Records from a data source:
PR #196, opened 2024-09-24
Parser improvements

edsko:


edsko:
Golden fixtures are wrong; I think we need to specify a C standard to `libclang`.

hs-bindgen/src/HsBindgen/C/AST/Literal.hs
```diff
@@ -0,0 +1,156 @@
...
+-------------------------------------------------------------------------------}
+
+type Parser = Parsec Text ()
+
+-- | Case-insensitive match
+--
+-- Does not consume any input unless the full string matches.
+caseInsensitive :: String -> Parser ()
+caseInsensitive = \str ->
+    try (mapM_ aux str <?> str)
```
phadej, line 145: https://hackage.haskell.org/package/parsec-3.1.17.0/docs/Text-Parsec-Char.html#v:string-39-

edsko: Yeah, but I wasn't sure how to avoid it here. I looked at `string'`, but it's implemented in terms of `tokens'`, which is not general enough (it uses equality on tokens, which is not what I want), and I can't copy and paste it to generalize it (I tried), because it uses features that aren't in the public API. So I wan't sure what to do; do you have a suggestion?

phadej: Don't treat `parsec` as a context-free grammar. It's not. It's PEG.

```
0 -> (x -> hex | b -> bin | 1 .. 9 -> oct)
1 -> dec
```

Not as pretty as what you have now, but that is the price to pay.

phadej: And for the future there is https://hackage.haskell.org/package/parsec-3.1.17.0/docs/Text-Parsec-Prim.html#v:mkPT which is close enough to using `ParsecT` constructor directly

edsko: I will take a look at this `try` thing, but going to merge this PR to avoid blocking other work.

edsko: Addressed in #197.

Issue #202, opened 2024-10-04
Refactor `clang_getUnqualifiedType`: check for errors on Haskell side


TravisCardwell:
The current implementation checks `libclang` version compatibility on the C side ([code](https://github.com/well-typed/hs-bindgen/blob/487b3457c07040faaac6131f81c74126d3bfb472/hs-bindgen-libclang/cbits/clang_wrappers.h#L336-L348)), using [`WrapperResult`](https://github.com/well-typed/hs-bindgen/blob/487b3457c07040faaac6131f81c74126d3bfb472/hs-bindgen-libclang/cbits/clang_wrappers.h#L113-L150).  Discussing with @edsko, we decided that it is probably a better idea to perform such checks on the Haskell side when possible.

TravisCardwell:
`WrapperResult` indicates success (`WrapperOK`) and failure (`WrapperFailed`), not just version incompatibility.

`WrapperResult` values are included in [`Unsupported`](https://github.com/well-typed/hs-bindgen/blob/487b3457c07040faaac6131f81c74126d3bfb472/hs-bindgen-libclang/src/HsBindgen/Clang/Internal/Results.hs#L110-L112) exceptions.  It is currently only used by `*_getUnqualifiedType`, where an `Unsupported WrapperFailed _` exception is raised when the type is invalid.  Perhaps calling this `Unsupported` is mismatched semantics?

The goal is to implement what we can in Haskell to take advantage of Haskell type checking.  I will go ahead and factor `WrapperResult` out of the C side completely.  The Haskell side can check version compatibility as well as if the CT is invalid.  A `WrapperResult` (with a different name) still needs to be defined on the Haskell side for the exception.

Also, is `LLVM` terminology used deliberately?  We use `Clang` elsewhere.  (Example: `Clang11` version and `WrapperNeedsLlvm11` wrapper result)  I will (tentatively) create the new type using `Clang` terminology for consistency.

TravisCardwell:
I ran across the following [comment](https://github.com/well-typed/hs-bindgen/blob/487b3457c07040faaac6131f81c74126d3bfb472/hs-bindgen-libclang/src/HsBindgen/Clang/Core.hs#L1170):

> Throws `CallFailed` if the argument is an invalid type.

● **REQUIRED WORK**: How many of the lines in the records above include the word "opened"? State that number alone.

● **TASK ANSWER**: 2